In
corpus-based speech synthesis
this chapter, we present the main trends in corpus-based speech synthesis, assuming a stream of phonemes and prosodic target as input. From the early diphone-based speech synthesizers to the state-of-the art unit-selection-based synthesizers, to the promising statistical parametric techniques, we emphasize the engineering trade-offs that arise when designing such systems.

In particular, we examine the mathematical foundations of available methods for modifying the fundamental frequency and the duration of speech units for concatenative synthesis, as well as for smoothing discontinuities at concatenation points. For each of these problems, we analyze time- and frequency-domain processing, using algorithms such as time-domain pitch-synchronous overlap-add (TD-PSOLA), multiband resynthesis overlap-add (MBROLA), and the harmonic-plus-noise model (HNM).

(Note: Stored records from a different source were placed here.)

PR #5155, opened 2017-02-08
Ensure Memcached keys are valid

### LINKED ISSUE #4996: Caching and Whitespace in Category Slugs
Vanilla uses category slugs in some of its category cache keys.  [Whitespace is not allowed in memcached keys.](https://github.com/memcached/memcached/blob/d9dfbe0e2613b9c20cb3c4fdd3c55d1bf3a8c8bd/doc/protocol.txt#L48-L49)  If whitespace characters are included in the category slug, it can errors when communicating with the caching server.

Vanilla should either block whitespace characters from being part of category slugs or filtering them out [when generating slug-based category keys](https://github.com/vanilla/vanilla/blob/3f9eef442246f058b82084325e2584a3a523516e/applications/vanilla/library/class.categorycollection.php#L241).

initvector:
This update alters `Gdn_Cache::makeKey`, which is used by `Gdn_Memcached::set` and `Gdn_Memcached::get`, to ensure the strings generated are [valid Memcached keys](https://github.com/memcached/memcached/blob/d9dfbe0e2613b9c20cb3c4fdd3c55d1bf3a8c8bd/doc/protocol.txt#L41). This is done by stripping out any whitespace or control characters from the keys and making certain they are no longer than 250 characters.

Closes #4996

### DIFF
--- a/library/core/class.cache.php
+++ b/library/core/class.cache.php
@@ -673,17 +673,17 @@ abstract class Gdn_Cache {
 
         // Make sure key is valid: no control characters or whitespace and no more than 250 characters.
         // See https://github.com/memcached/memcached/blob/master/doc/protocol.txt
+        $Result = trim($Result);
         if (unicodeRegexSupport()) {
             // No whitespace or control characters.
-            $replacePattern = '/[\p{Z}\p{C}]/u';
+            $Result = preg_replace('/[\p{Z}\p{C}]+/u', '-', $Result);
         } else {
             // No whitespace.
-            $replacePattern = '/[\s]/';
+            $Result = preg_replace('/\s+/', '-', $Result);
         }
-        $Result = preg_replace($replacePattern, '-', $Result);
 
-        // Clean up any leading, trailing and consecutive dashes.
-        $Result = trim(preg_replace('/-+/', '-', $Result), '-');
+        // Clean up any leading or trailing dashes.
+        $Result = trim($Result, '-');
 
         if (strlen($Result) > 250) {
             $Result = substr($Result, 0, 250);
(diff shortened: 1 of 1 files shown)


library/core/class.cache.php
```diff
@@ -671,6 +671,23 @@ public function makeKey($Key, $Options) {
             $Result = $Prefix.$Key;
         }
 
+        // Make sure key is valid: no control characters or whitespace and no more than 250 characters.
+        if (unicodeRegexSupport()) {
+            // No whitespace or control characters.
+            $replacePattern = '/[\p{Z}\p{C}]/u';
+        } else {
+            // No space, newline, carriage return or tab characters.
+            $replacePattern = '/[\s\n\r\t]/';
```
DaazKu: http://php.net/manual/en/regexp.reference.escape.php

\s -> any whitespace characte

The "whitespace" characters are HT (9), LF (10), FF (12), CR (13), and space (32). However, if locale-specific matching is happening, characters with code points in the range 128-255 may also be considered as whitespace characters, for instance, NBSP (A0).

DaazKu: Also a quick link to 
> https://github.com/memcached/memcached/blob/master/doc/protocol.txt See: Keys

could be nice

library/core/class.cache.php
```diff
@@ -671,6 +671,24 @@ public function makeKey($Key, $Options) {
...
+        if (unicodeRegexSupport()) {
+            // No whitespace or control characters.
+            $Result = preg_replace('/[\p{Z}\p{C}]+/u', '-', $Result);
+        } else {
+            // No whitespace.
+            $Result = preg_replace('/\s+/', '-', $Result);
+        }
+
+        // Clean up any leading or trailing dashes.
+        $Result = trim($Result, '-');
```
DaazKu: That trim only introduces a risk of collision.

We then provide a comprehensive description of how and why concatenative speech synthesis has progressively adopted large speech corpora, using the principle of context-oriented clustering as a smooth transition from fixed inventory synthesis to unit selection and statistical parametric synthesis.

Our description of unit selection emphasizes important issues related to the definition of optimal target and concatenation costs, as well as to the design of the speech corpus (including memory cost issues) and the reduction of computational costs.

We conclude the chapter with the mathematical framework underlying HMM-based speech synthesis and an outline of its main perspectives.